What would a WRR analysis tell us?  The squared distance between consecutive letters of A is 4.  The squared distance between consecutive letters of B is 4.  The squared distance between the closest letters of A and B is 324.  Thus delta (A,B) = 4 + 4 + 324 = 332.  Delta divided by the domain of minimality for B is 332/1 = 332.  The squared distance between consecutive letters of C is 36.  The squared distance between the closest letters of A and C is 4.  Thus delta (A,C) = 4 + 36 + 4 = 44.  Delta divided by the domain of minimality for C is 44/(1/3) = 132.  Therefore the WRR analysis tells us that C is better than B in the array.

Given the divergence between the R-value analysis and WRR analysis when terms are not in close proximity, one should use the protocol in this article only when the terms in an array are all in close proximity to the central term.  What is the limit of "close proximity"?  I do not know, and I do not think that there is a precise boundary.  However, based on personal experience, I would venture that if two terms' closest letters are 10 or fewer letters apart that they are in close proximity, but that if two terms' closest letters are 40 or more letters apart that they are not in close proximity to each other.  Values in-between constitute a "gray area", where individual judgment is required.  While this is not a hard and fast rule, it should prevent a searcher from mistakenly assigning a high R-value term (which is not in close proximity to other terms) to an array which may actually belong to a different array (if to one at all). 

Summary

The points made in this article are now summarized.  (1) Cluster analysis was not included in the original protocol, nor is it included in the revised protocol.  (2) Terms with negative matrix R-values or R(A') should not be included in an array.  (3) Matrix R-values and R(A') are both legitimate ways of calculating term R-values, requiring only that one state which method is being used.  (4) The reporting of overall matrix odds will no longer be practiced due to the concerns described above.  (5) An array is not plausibly considered as a valid Bible code array unless it passes the minimum threshold of plausibility.  (6) Even if an array passes the minimum threshold of plausibility (the +1 S.D. level), the thresholds corresponding to higher standard deviation levels should be checked as well.  If an array does pass a higher threshold, it should be reported as such.  (7) Each array must be judged according to the number of terms present.  Having more terms in an array does not always mean a higher significance for the array.  (8) Even if an array does pass the minimum threshold of plausibility, it is not plausibly considered a valid Bible code array unless (a) the terms are strongly and definitely related to the subject of the array, and (b) the information presented in the array is independently verifiable.  (9) High matrix R-values does not necessarily mean that a term is a valid element of a valid Bible code array.  The necessity of terms being in close proximity is still important.

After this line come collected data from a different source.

PR #429, opened 2024-05-09
Check version sources based on whether verison has been set

MatthewJohn:
Update logic for reading sources for obtaining version to read from next source explicitly if version has not been set. This handles situations where a source exists (e.g. TOML file, terraform files), but a version constraint cannot be found from the source. This avoids duplicate checks for existance of sources (such as Terragrunt file), as this was performed in GetParamters and also in the methods to read the config from the source.

Issue #420


lib/param_parsing/parameters.go
```diff
@@ -56,17 +56,20 @@ func GetParameters() Params {
 	logger = lib.InitLogger(params.LogLevel)
 	var err error
 	// Read configuration files
-	if tomlFileExists(params) {
-		params, err = getParamsTOML(params)
-	} else if tfSwitchFileExists(params) {
+	params, err = getParamsTOML(params)
+	if params.Version == "" {
```
MatthewJohn, line 60: This feels fine*ish* if we _know_ the only param value we are obtaining is `Version`.
In the (unlikely?) event that we wish to obtain additional params from these, perhaps a better way is to obtain in order of least-to-highest priority, without the conditions, allowing each higher priority method to override the values from the previous. But, as long as we only care about `Version`, this is probably a more efficient method.

MatthewJohn: I'm also wondering if it's nicer to move the "obtain version" to a separate function, which calls (e.g. `GetVersionFromTerragrunt`), changing these GetVersion* methods to only return a version strring and then return-fast, e.g.:
```
func GetParams() {
...
  params = getParamsToml(params)
  if params.Version == "" {
     params.Version = getParamsFromSources(params)
   }
...
}

func getParamsFromSources(params) string {
    version := ""
    if version = GetVersionFromTfSwitch(params); version != "" {
        return version
    }
    if version = GetParamsFromTerraformVersion(params); version != "" {
        return version
    }
    ...
    return ""
}
```

MatthewJohn: Continued this discussion as it may play a role in https://github.com/warrensbox/terraform-switcher/discussions/420#discussioncomment-9364783

MatthewJohn:
I initially started looking at the, now, failing tests...
The first one I spotted was due to the TOML file failing to override the env variable for version - this is obviously testing the opposite of what was agreed in #420 (env variables have highest priority), so I'm going to leave these failing for now to get some feedback on the suggestion :)

lib/param_parsing/parameters.go
```diff
@@ -56,19 +56,52 @@ func GetParameters() Params {
...
+	// TOML from Homedir
+	if tomlFileExists(params, lib.GetHomeDirectory()) {
+		params, err = getParamsTOML(params, lib.GetHomeDirectory())
+		if err != nil {
+			logger.Fatalf("Failed to obtain settings from TOML config in home directory: %q", err)
+		}
+	}
+
+	// TOML from ChDirPath
+	if tomlFileExists(params, params.ChDirPath) {
```
MatthewJohn, line 68: I really don't like this - I did initially remove it and leave to getParamsTOML to take care of dealing with "does the file exist", since they both currently do it (not keen on the split of responsibility).
The _main_ reason I added it back in is that the GetVersionFromTerraformVerison (I think), doesn't have similar checks and if decoding Terraform fails, the entire thing fails.
I'm wondering if all of these methods (GetParamsFrom*) should:
 * Always be run (they can take care of checking if files exist, if applicable)
 * Always fail gracefully (maybe barring the TOML) and maybe just print out a warning if we fail to parse the source.

Mainly because we can't always guarantee that the way we're parsing them is correct (perhaps an old or newer version of the external application) OR the user might have additional templating etc (and be relying on the TOML file).

warrensbox:
Still reviewing...

lib/param_parsing/toml.go
warrensbox, line 1: // getParamsTOML parses everything in the toml file, return required version and bin path
func getParamsTOML(params Params) (Params, error) {
	tomlPath := filepath.Join(params.ChDirPath, tfSwitchTOMLFileName)
	if tomlFileExists(params.ChDirPath) {
		logger.Infof("Reading configuration from %q", tomlPath)
		configfileName := lib.GetFileName(tfSwitchTOMLFileName)
		viperParser := viper.New()
		viperParser.SetConfigType("toml")
		viperParser.SetConfigName(configfileName)
		viperParser.AddConfigPath(params.ChDirPath)

		errs := viperParser.ReadInConfig() // Find and read the config file
		if errs != nil {
			logger.Errorf("Could not to read %q: %v", tomlPath, errs)
			return params, errs
		}

		if viperParser.Get("bin") != nil {
			params.CustomBinaryPath = viperParser.GetString("bin")
		}
		if viperParser.Get("log-level") != nil {
			params.LogLevel = viperParser.GetString("log-level")
		}
		if viperParser.Get("version") != nil {
			params.Version = viperParser.GetString("version")
		}
	}
	return params, nil
}

func tomlFileExists(dir string) bool {
	tomlPath := filepath.Join(dir, tfSwitchTOMLFileName)
	if lib.CheckFileExist(tomlPath) {
		fmt.Println("FOunf toml")
	}
	return lib.CheckFileExist(tomlPath)
}

lib/param_parsing/parameters.go
```diff
@@ -56,19 +56,52 @@ func GetParameters() Params {
 	logger = lib.InitLogger(params.LogLevel)
 	var err error
 	// Read configuration files
-	if tomlFileExists(params) {
-		params, err = getParamsTOML(params)
-	} else if tfSwitchFileExists(params) {
+	// TOML from Homedir
+	if tomlFileExists(params, lib.GetHomeDirectory()) {
```
warrensbox, line 60: We do not need to pass params and lib.GetHomeDirectory()

lib/param_parsing/parameters.go
warrensbox, line 68: Same thing. See proposed changes on toml.go

lib/param_parsing/toml.go
```diff
@@ -38,7 +39,7 @@ func getParamsTOML(params Params) (Params, error) {
 	return params, nil
 }
 
-func tomlFileExists(params Params) bool {
-	tomlPath := filepath.Join(params.ChDirPath, tfSwitchTOMLFileName)
+func tomlFileExists(params Params, baseDir string) bool {
```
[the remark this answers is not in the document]
warrensbox: We are not really using params

lib/param_parsing/parameters.go
MatthewJohn: @warrensbox do you have any thoughts on these options? :)

lib/param_parsing/parameters.go
```diff
@@ -56,19 +56,52 @@ func GetParameters() Params {
...
 	var err error
 	// Read configuration files
-	if tomlFileExists(params) {
-		params, err = getParamsTOML(params)
-	} else if tfSwitchFileExists(params) {
+	// TOML from Homedir
+	if tomlFileExists(lib.GetHomeDirectory()) {
+		params, err = getParamsTOML(params, lib.GetHomeDirectory())
+		if err != nil {
+			logger.Fatalf("Failed to obtain settings from TOML config in home directory: %q", err)
```
yermulnik, line 63:
```suggestion
			logger.Fatalf("Failed to obtain settings from TOML config in home directory: %v", err)
```

lib/param_parsing/parameters.go
```diff
@@ -56,19 +56,52 @@ func GetParameters() Params {
...
+		}
+	}
+
+	// TOML from ChDirPath
+	if tomlFileExists(params.ChDirPath) {
+		params, err = getParamsTOML(params, params.ChDirPath)
+		if err != nil {
+			logger.Fatalf("Failed to obtain settings from TOML config in directory %s: %q", params.ChDirPath, err)
```
yermulnik, line 71:
```suggestion
			logger.Fatalf("Failed to obtain settings from TOML config in directory %q: %v", params.ChDirPath, err)
```

lib/param_parsing/parameters.go
```diff
@@ -56,19 +56,52 @@ func GetParameters() Params {
...
-	} else if tfSwitchFileExists(params) {
+	// TOML from Homedir
+	if tomlFileExists(lib.GetHomeDirectory()) {
+		params, err = getParamsTOML(params, lib.GetHomeDirectory())
+		if err != nil {
+			logger.Fatalf("Failed to obtain settings from TOML config in home directory: %q", err)
+		}
+	}
+
+	// TOML from ChDirPath
```
yermulnik, line 67: Based on https://github.com/warrensbox/terraform-switcher/discussions/420#discussioncomment-9369690 do we really want TOML in ChDirPath? 🤔

lib/param_parsing/parameters.go
```diff
@@ -56,19 +56,52 @@ func GetParameters() Params {
...
+		if err != nil {
+			logger.Fatalf("Failed to obtain settings from TOML config in directory %s: %q", params.ChDirPath, err)
+		}
+	}
+
+	if tfSwitchFileExists(params) {
 		params, err = GetParamsFromTfSwitch(params)
-	} else if terraformVersionFileExists(params) {
+		if err != nil {
+			logger.Fatalf("Failed to obtain settings from tfswitch config: %q", err)
```
yermulnik, line 78:
```suggestion
			logger.Fatalf("Failed to obtain settings from \".tfswitch\" file: %v", err)
```

lib/param_parsing/parameters.go
```diff
@@ -56,19 +56,52 @@ func GetParameters() Params {
...
+		}
+	}
+
+	if terraformVersionFileExists(params) {
 		params, err = GetParamsFromTerraformVersion(params)
-	} else if isTerraformModule(params) {
+		if err != nil {
+			logger.Fatalf("Failed to obtain settings from Terraform version: %q", err)
```
yermulnik, line 85:
```suggestion
			logger.Fatalf("Failed to obtain settings from \".terraform-version\" file: %v", err)
```

lib/param_parsing/parameters.go
```diff
@@ -56,19 +56,52 @@ func GetParameters() Params {
...
+		}
+	}
+
+	if isTerraformModule(params) {
 		params, err = GetVersionFromVersionsTF(params)
-	} else if terraGruntFileExists(params) {
+		if err != nil {
+			logger.Fatalf("Failed to obtain settings from .tfversions: %q", err)
```
yermulnik, line 92:
```suggestion
			logger.Fatalf("Failed to obtain settings from Terraform module: %v", err)
```

lib/param_parsing/parameters.go
```diff
@@ -56,19 +56,52 @@ func GetParameters() Params {
...
+		}
+	}
+
+	if terraGruntFileExists(params) {
 		params, err = GetVersionFromTerragrunt(params)
-	} else {
-		params = GetParamsFromEnvironment(params)
+		if err != nil {
+			logger.Fatalf("Error parsing configuration file: %q", err)
```
yermulnik, line 99:
```suggestion
			logger.Fatalf("Failed to obtain settings from Terragrunt configuration: %v", err)
```

lib/param_parsing/parameters.go
```diff
@@ -56,19 +56,52 @@ func GetParameters() Params {
...
+		}
 	}
+
+	params = GetParamsFromEnvironment(params)
+
 	if err != nil {
 		logger.Fatalf("Error parsing configuration file: %q", err)
 	}
```
yermulnik, line 107: Which `err` this relies upon eventually? Seems like this error handling is sort of redundant, isn't it? 🤔 
If it is not redundant, please use `%v` for errors instead of `%q`.

lib/param_parsing/parameters_test.go
```diff
@@ -91,17 +92,76 @@ func TestGetParameters_dry_run_wont_download_anything(t *testing.T) {
 	})
 }
 
-func TestGetParameters_check_config_precedence(t *testing.T) {
+func writeTestFile(t *testing.T, basePath string, fileName string, fileContent string) {
+	fullPath := filepath.Join(basePath, fileName)
+	if err := os.WriteFile(fullPath, []byte(fileContent), 0666); err != nil {
```
yermulnik, line 97: The `0666` is too permissive IMHO.

lib/param_parsing/parameters.go
MatthewJohn: I guess we could do with some weight in from @warrensbox , as this seemed quite specific in the main description:
```
But what is the .toml file is not in the HOME directory. That's where the option to pass the -c came in.

SO we still need to make the toml file readable as well incorporating the ability to have the version overridden.
```

lib/param_parsing/parameters.go
MatthewJohn: I agree. I was wondering if _any_ of this should actually cause an error.
If I'm writing terraform in a directory and want to get a terraform version initialised, if my terraform is invalid, should it mean that tfswitch errors out completely?

lib/param_parsing/parameters.go
yermulnik: 👍🏻 
I personally see no reason for TOML to exist out of HOME (or XDG Config) dir since this adds ambiguity as TOML defines not just version parameter.
Referencing back to you https://github.com/warrensbox/terraform-switcher/discussions/420#discussioncomment-9371421 also =)
There are other methods to define per-dir (incl `ChDirPath`) TF version and I'd prefer TOML to exist only in HOME (or XDG) to eliminate any kind of confusion that may add complexity understanding where the hiccup came from for users and for us when debugging issues.

lib/param_parsing/parameters.go
yermulnik: I'd support `tfswitch` to fail if any of config file is broken in any way (unreadable because of the the file perms, incorrect parameter or value, so on). As in ignore specific config file only if it doesn't exist.
So we actually could be ignoring "broken" config files to kinda "improve" user experience by trying to guess what they want, though I'm basing off of the point that if the user expects specific config file to provide TF version, we should explicitly fail and let user know they made a typo or any other error and hence they don't get the outcome they're expecting.

lib/param_parsing/parameters_test.go
MatthewJohn: I can change it for sure. Only bearing in mind that it's just for the tests and the file is created in the git tree, so if someone is using VSCode with a dev container which is running as root and the test fails to clear up the files, removing them from the host OS as a standard user would cause a little friction

yermulnik: I might be running a bit "too much", but write permission for group and others is a potential security breach that allows arbitrary actors to write to a file even during a relatively short period of time 🤷🏻 My take is always use what's defined by `umask` (incl user's override for system default)

MatthewJohn: I'm happy to make the change to make it more restrictive.
Though, from what I read in the docs for the functions:
 * WriteFile (https://pkg.go.dev/os#WriteFile) - indicates that, if the file does not exist, it creates the file with the "required permission (before umask)"

However, `io.Create`, the function that was also used in tfswitche's files.go states:
`if the file does not exist, it is created with mode 0666 (before umask)`
and this does appear to take the umask into account.

yermulnik: > Though, from what I read in the docs for the functions:

Ah, my bad, I just re-read the docu and tested it and it indeed takes my custom umask value into account.
So the `perm` looks to be a fallback, though my understanding of "sane" differs =)
I'd appreciate if you changed it to `0600` please as it's apparently us to look after security when using these bits in Go 🤪

lib/param_parsing/parameters.go
warrensbox: Here are some options:

@yermulnik @MatthewJohn 
- users cannot specify a **version** in the TOML file. The TOML is used for all other configurations except **version**
- only the TOML file in HOME can have a version (which later can be overriden)

Thoughts?

warrensbox: @yermulnik the TOML file is useful mostly for including the bin location. 
`bin: <path-to-install-tf>
If the user does not have access to the HOME directory, how would they specify the `bin` directory?

What is your suggestion?
- TOML only available in $HOME
- if TOML is used in ChDirPath, they can only include version ?

warrensbox: >Though, I can imagine any changes to these could be fairly catastrophic - tfswitch provides a lot of ways of passing in versions and you could almost guarantee that each of the methods is used by at least one person :D

Haha yes this has always been the case - “The Needs of the Many Outweigh the Needs of the Few” 🖖

yermulnik: > the TOML file is useful mostly for including the bin location.

Also `log-level` (which is not working properly when defined with TOML file at the moment, though hopefully this PR will get this fixed 🤞🏻) and potentially other features we may add in future.

> What is your suggestion?

The «_TOML only available in $HOME_» is my pref.
The «_if TOML is used in ChDirPath, they can only include version ?_» is what I can accept if others think this option makes sense.

MatthewJohn: One idea I did have is to completely ignore any TOML files in Chdir but instead to add a variable for TOML file location, which defaults to the homedir TOML path.
This would add the logical separation:
 * `Chdir` is to specify the location of your _code_ which tfswitch will check for versions
 * `TomlFile` is to simply change where the TOML file can is

We would only attempt to read the TOML file once (in the Tomlfile param path)

warrensbox: @yermulnik why can't the toml file in `ChDirPath` include `bin` as well?
I might be missing something here.

yermulnik: Actually I don't see a common use case for the TOML file to reside in `ChDirPath`. IMHO this would add complexity investigating issues and make debugging convoluted. I mean exactly non-`version` configuration parameters from TOML file.
If users need to override `bin` or `log-level` per use case, then they can (and should) use cmdline options. IMHO.
My vote goes for **explicit** (cmdline args) rather than **implicit** (TOML in `ChdriPath`).

Along with that what @MatthewJohn suggests above re the option to redefine TOML file location using cmdline option, absolutely makes sense to me and is a pretty common approach.

ps: I'm not pushing my opinion as an absolute one. If majority of us see TOML in `ChDirPath` as a good option, I'm fine with it. My only intention is to reduce failure and complexity points 🤝

lib/param_parsing/parameters.go
warrensbox: I would like tfswitch to fail if the configuration file is incorrect. This is because some of these switchings are done by robots or automation, and it's better if tfswitch fails in this case. We don't want to presume what the user wants if tfswitch is being run by a robot or automation.

lib/param_parsing/parameters.go
MatthewJohn: From the comment in #420 from Warren, that we should no longer support ChDirPath TOML file.. I've realised that the tests around the TOML file make heavy use of this - meaning that the only way we can test integration with the TOML file is to modify the TOML file in homedir - which isn't great for running tests.
Any suggestions for this? (I could leave the Toml directory argument in `getParamsTOML`, allowing the tests to test `getParamsTOML` passing in a test directory - but not sure this is fantastic

lib/param_parsing/parameters.go
MatthewJohn: Bringing this back up, from a discussion in #441, we actually ignore any terraform parsing failures and don't even tell the user - do we wish to continue doing this?
Couple of thoughts around this, based on #441 and my own personal experience:
 * I have seen uses where CI/CD pipelines use it and adhere to whatever the user has asked for. If they expect it to happen in terraform and they have a small syntax error (say during CI-part of CI/CD), do we want tfswitch to hang-around waiting for user-input?
 * If there's bad terraform, do we want to fail entirely - maybe there's a new syntax added that we don't support and the parsing fails? (though I guess this would become HCL3 vs HCL2 - but more importantly, are there syntax changes between HCL1 and HCL2 that are not valid and would this stop users of terraform <0.11 from being able to use tfswitch at all?!

lib/param_parsing/parameters.go
MatthewJohn: Any concerns with the changes? If not, I'll resolve the comment :)

lib/param_parsing/parameters.go
MatthewJohn: @warrensbox did you get a chance to ponder the above? Can this "conversation" be resolved? :)

MatthewJohn: or @yermulnik

lib/param_parsing/parameters.go
yermulnik: > do we want tfswitch to hang-around waiting for user-input?

For sure heavy "NO" if this is about CI.
We probably can check whether tty/vty is allocated and only come up with the interactive selection then and explicitly fail otherwise to force CI pipeline to fail too.

> If there's bad terraform, do we want to fail entirely

That's a hard question. I **personally* would prefer `tfswitch` to fail explicitly on bad terraform code (when it fails to load module). While others may prefer `tfswitch` to be less harsh I'd presume. And I'm leaning to think the latter is what ordinary users would prefer most.
Based on our experience from #441 I'd instead like `tfswitch` to log informational messages (hidden by default unless user increases verbosity) for when (and why) it ignored some specific source of TF version (this would allow us to know the reason for #441 w/o conducting "investigation").

yermulnik: > log informational messages (hidden by default unless user increases verbosity) for when (and why) it ignored some specific source of TF version

And, as you correctly noticed in the other thread, print explicit log message if the source is discarded because of the incorrect syntax whatsoever.

lib/param_parsing/parameters.go
yermulnik: @MatthewJohn Apologies my inattention, though I can't get what input you're expecting?
I did re-read you comment several times and I still am clueless on what you'd like to hear 🤷🏻

lib/param_parsing/parameters.go
MatthewJohn: I guess, finally, should this be covered in this PR, or should we re-open #441 and add way more logging around the fact?

MatthewJohn: Though, I will say, hanging CI/CD is _probably_ worse than it erroring saying "invalid terraform - use <version> arg to specify a version".

> We probably can check whether tty/vty is allocated 
I did start to look down this in golang, very briefly before posting and nothing jumped out immediately - I'll take another look

yermulnik: > I guess, finally, should this be covered in this PR

I'm not a dev and I prefer less friction, hence I choose this option, though I'd like to relay this decision to you so that's you to decide either to work on this in a standalone PR or in this current one.

> hough, I will say, hanging CI/CD is _probably_ worse than it erroring saying "invalid terraform - use arg to specify a version".

100% agree.

> I did start to look down this in golang, very briefly before posting and nothing jumped out immediately

Probably https://github.com/mattn/go-isatty ?

MatthewJohn: . Probably https://github.com/mattn/go-isatty or https://pkg.go.dev/golang.org/x/term#IsTerminal? (didn't compare them, though we need to ensure that would work on all the supported OS)

ooo - I was _clearly_ googling the wrong thing :facepalm: 

> 100% agree.

:+1: 


> I'm not a dev and I prefer less friction, hence I choose this option, though I'd like to relay this decision to you so that's you to decide either to work on this in a standalone PR or in this current one.

I'm just aware of the amount of changes that go in - if something breaks post-release, do we roll forward or back (and remove a load of other stuff). There's also other bug reports that are pending the PR.
Historically, at least in my small amount of OSS that people actually use :P (so ignore most of it ;) ), I do like smaller things - release fast (release per issue) etc. But I'm open :)  I'm very much aware of @warrensbox bringing us into his project and don't want to dictate things too much (so I'm always up for his suggestions/opinions)

yermulnik: If that's a big portion of work, then defo go with standalone PR.

MatthewJohn: Maybe not a big portion of work.. but should be considered and carefully tested and I'd be worried about both of these if it's "tacked on" to push through a PR, if you see what I mean :)

MatthewJohn: On that note, I do fancy a release branch, if we're aiming to release several PRs in one release.
We can get the PRs merged into the branch, so they're all in one place and line up any smaller changes that we can get in, without a big PR to to be "reviewed" (in the literal line-by-line idea), because they've already been reviewed in individual PRs

yermulnik: Given existence of any kind of hesitation/worrisome bits/loveless phase of moon 🤪 , defo go with standalone PR =)
I worded that weirdly and effectively I meant if it's the "2-4 lines of code" when I said I prefer this to be part of the current PR 😂

MatthewJohn: > loveless phase of moon
:laughing: :laughing: :laughing: :laughing:

lib/param_parsing/parameters.go
MatthewJohn: Ah sorry - well, if you're happy with how it's currently implemented, then all good :)

lib/param_parsing/parameters.go
MatthewJohn: I've added a warning when we fail to parse Terraform in b2a5916

example:
```
➜  tmp git:(420-how-to-deal-with-toml-file) ✗ go run ../
16:41:37.128 WARN Error whilst parsing Terraform: "Unclosed configuration block: There is no closing brace for this block before the end of the file. This may be caused by incorrect brace nesting elsewhere in this file."  
? Select Terraform version: 
  ▸ 1.8.4 *recent
    1.3.6 *recent

```

lib/param_parsing/parameters.go
yermulnik: If it works as intended an as expected, then I'm all good with it unless you think it has to be re-factored or re-worked 😄

lib/param_parsing/parameters.go
MatthewJohn: Have created https://github.com/warrensbox/terraform-switcher/issues/451 for the TTY detection etc.

lib/param_parsing/versiontf.go
```diff
@@ -64,5 +64,8 @@ func GetVersionFromVersionsTF(params Params) (Params, error) {
 
 func isTerraformModule(params Params) bool {
 	module, err := tfconfig.LoadModule(params.ChDirPath)
+	if err != nil {
+		logger.Warnf("Error whilst parsing Terraform: %q", err)
```
yermulnik, line 68: Consistency nit:
```suggestion
		logger.Warnf("Error parsing Terraform module: %v", err)
```

.github/workflows/build.yml
```diff
@@ -68,6 +68,12 @@ jobs:
         go build -v -o build/tfswitch
         mkdir `pwd`/bin/
         find ./test-data/integration-tests/* -type d -print0 | while read -r -d $'\0' TEST_PATH; do
+            if test -f "${TEST_PATH}/.tfswitch.toml"
+            then
+                cp "${TEST_PATH}/.tfswitch.toml" ~/
+            else
+                { test -f ~/.tfswitch.toml && rm ~/.tfswitch.toml; } || true
+            fi
```
yermulnik, line 76: What this if-conditional goal is?
If test TOML exists, then copy it to HOME, otherwise delete TOML from HOME 😲

lib/param_parsing/parameters.go
```diff
@@ -56,23 +61,44 @@ func GetParameters() Params {
...
+			logger.Fatalf("Failed to obtain settings from Terraform module: %v", err)
+		}
 	}
-	if err != nil {
-		logger.Fatalf("Error parsing configuration file: %q", err)
+
+	if terraGruntFileExists(params) {
+		params, err = GetVersionFromTerragrunt(params)
+		if err != nil {
+			logger.Fatalf("Failed to obtain settings from Terragrunt configuration: %v", err)
```
yermulnik, line 96: Instead of hardcoding and wording version sources, could we probably move those from `lib/param_parsing/*.go` files to a more global place and re-use?

.github/workflows/build.yml
MatthewJohn: Exactly that - it's handled the fact that a test has a TOML file, but we ignore ChDiR (CWD) now, but I wanted to keep the test... so copied to HOMEDIR so it continued to work

yermulnik: Ah, I lean to think I got it =)
You should be good to replace `{ test -f ~/.tfswitch.toml && rm ~/.tfswitch.toml; } || true` with a simpler `rm -f ~/.tfswitch.toml`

The above is the result of the review process of the last several weeks.  Since the field of Bible codes research is progressing, this threshold approach may need certain modifications in the future if the data warrants.  However, I believe it to be vigorous enough to begin putting it into practice now.

Future Plans

Now that the protocol of statistical analysis has been reviewed and revised, resulting in this minimum threshold of plausibility, I hope to publish some more arrays in the near future using this criterion.